Yes. For most pressure vessel steels, a liquid quench and temper heat treatment assures a rather consistent, through-thickness microstructure, which enhances fracture toughness properties. In comparison, a normalization heat treatment may only involve rapid cooling in air that would increase strength over annealed material, but not necessarily result in a through-thickness microstructure with improved fracture toughness properties as a quench and temper heat treatment.

 

[Aife]

bmoorthy:
If it isn't to be used in Pressure Vessels, why is it considered good for high pressure service?

 

[metengr]

Aife;
I can give you an "inside" technical opinion of evaluating materials for ASME B&PV Code applications, which would apply to other Codes and Standards committees. The endorsement of a particular material for use in boiler and pressure vessels requires extensive testing of numerous heats to determine minimum mechanical properties, weldability and ease of fabrication pertaining to safe use in boiler and pressure vessel service.

Certain steels even though they have been endorsed under ASTM will not be endorsed by ASME B&PV Code. There are various reasons for this; the limited use of a steel at low and/or elevated temperature service, weldability and fabrication concerns related to the specified chemical composition and melting practices endorsed by ASTM. The use of steel grades under ASTM A 694 are considered appropriate for applications in gas transmission piping systems (ASME B31.8) because the committee responsible for this Code felt these steel grades meet specific strength requirements for safe service.

 

[bmoorthy]

You will also notice the manufacturer of A 694 Forging has wide range of chemistry (very limited restrictions).
Weldability is a specific concern as you may land up with actually receiving low alloy steel material meeting typical chemistry of P4 or P5 (Sec Ix P4 and P5) grades. Where as A 694 is classified as S number 1.

I was in a fix once when we used the unlisted material clause (Using UG 10 if i recollect)and used A 694 in a pressuer Vessel. The allowable stresses were taken on the basis of Appendix of ASME Sec VIII(where as our french design engineer was radical and wanted to use allowable stresses given in 31.3!!!). When we got the material from 2 different suppliers, one italian supplier gave Low Carbon steel material (Flange and another italian Supplier gave for SR forging) gave Low alloy material. The weld procedures were to be qualified again (That was due to PWHT restriction on a Q & T material).

We then decided to not to ever go for A 694 for PV and we decided to not reap advantage of high yield of A 694 material.

The minimal advantage gained in reduction in thickness by choosing A 694 is not worth it for PV (Especially when your user is very conservative).

 

[davefitz]

The selection of quench + temper vs air cooled N+T is usually related to the component's thickness. The material properties will be related to the rate of cooling ( see the alloy's TTT curves), and the component's rate of cooling is associated with (a) the heat transfer coefficient at the outer surface and (b) the componetns thickness.

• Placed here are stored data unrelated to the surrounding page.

PR #2957, opened 2026-05-14
EDM-2017: Modernize RPM spec for FIPS, versioning, and multi-RHEL support

kkyrazis:
## Summary

Fixes and modernizes the upstream RPM spec:
- Enables FIPS on all RHEL versions (was hardcoded to RHEL 9 only)
- Fixes version injection for tarball builds using git-metadata with export-subst
- Replaces hardcoded RHEL 10 conditionals with dynamic macro construction (`el%{rhel}`)
- Adds vendored license collection for the CLI subpackage
- Removes redundant grafana UID chown (handled by the container)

A thin component will cool much faster in air than a thicker component; for a fixed heat transfer coeficient at the outer surface, the rate of change of midwall metal temp will vary by the square of the wall thickness. A 1/2" thick plate will cool 16 times faster than a 2" thick plate. If the TTT curves require a cool rate in excess of -9 F/min ( for ecample, to avoid ferrite formation in P91), then air cooling might only be effective up to a component thickness up to perhaps 3" ( to be confirmed) above this thickness, you should quench to be assured that the mid wall metal is cooled at the required rate per TTT curves.